◆ **PROMPT**
Every line below between the one holding "test Python version." and the one holding "(diff shortened: 1 of 2 files shown)", inclusive, should be copied exactly, and no other line.

◆ **INFORMATION SHOWN**
PR #816, opened 2026-04-20
ci: correct region in workflow title when auto scheduled 

HangyiWang:
image


cheatsheet1999:
Just to confirm, the issue here was that when triggered by schedule, there are no user inputs, so the region would always fall back to westus regardless of the actual target region?

cheatsheet1999 (approved):

HangyiWang:
> Just to confirm, the issue here was that when triggered by schedule, there are no user inputs, so the region would always fall back to westus regardless of the actual target region?

You're correct.

PR #818, opened 2026-04-22
ci: fix Python 3.10 cryptography import error and split scheduler workflow

HangyiWang:
Integration tests on the `preview` branch fail on Python 3.10 with:

```
ImportError: undefined symbol: PyType_GetName
```
https://github.com/Azure/azure-iot-cli-extension/actions/runs/24769446572/job/72473288383

`az extension add` installs dependencies (including `cryptography`) using az CLI's bundled Python 3.13. The resulting native `.so` uses `PyType_GetName` (added in Python 3.11), which crashes when loaded under Python 3.10. The `preview` branch triggers this because `_factory.py` eagerly imports `azure.identity` at module load time, which chains into `cryptography`.

Add `cryptography` to the `--force-reinstall` list alongside `rpds-py` in the "Build and install extension" step, so binary-incompatible native modules are rebuilt for the actual test Python version.

Split the cron scheduler into a separate workflow (`int_test_schedule.yml`) so that dispatcher-only runs no longer appear as ghost entries under "Integration Tests". The main workflow now only contains actual test runs.

### DIFF
--- a/.github/workflows/int_test.yml
+++ b/.github/workflows/int_test.yml
@@ -1,16 +1,8 @@
 name: Integration Tests
 run-name: >-
-  ${{ github.event_name == 'schedule'
-    && 'Integration Tests (scheduled)'
-    || format('Integration Tests ({0} | {1})', inputs['test-services'] || 'auto', inputs.regions || 'westus') }}
+  Integration Tests (${{ inputs['test-services'] || 'auto' }} | ${{ inputs.regions || 'westus' }})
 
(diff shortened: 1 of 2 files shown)


cheatsheet1999:
LGTM. The cryptography force-reinstall makes sense, same root cause as rpds-py. Splitting the scheduler is a nice cleanup for the Actions UI

cheatsheet1999 (approved):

◆ **SOLUTION TO THE EXERCISE**
Add `cryptography` to the `--force-reinstall` list alongside `rpds-py` in the "Build and install extension" step, so binary-incompatible native modules are rebuilt for the actual test Python version.

Split the cron scheduler into a separate workflow (`int_test_schedule.yml`) so that dispatcher-only runs no longer appear as ghost entries under "Integration Tests". The main workflow now only contains actual test runs.

### DIFF
--- a/.github/workflows/int_test.yml
+++ b/.github/workflows/int_test.yml
@@ -1,16 +1,8 @@
 name: Integration Tests
 run-name: >-
-  ${{ github.event_name == 'schedule'
-    && 'Integration Tests (scheduled)'
-    || format('Integration Tests ({0} | {1})', inputs['test-services'] || 'auto', inputs.regions || 'westus') }}
+  Integration Tests (${{ inputs['test-services'] || 'auto' }} | ${{ inputs.regions || 'westus' }})
 
(diff shortened: 1 of 2 files shown)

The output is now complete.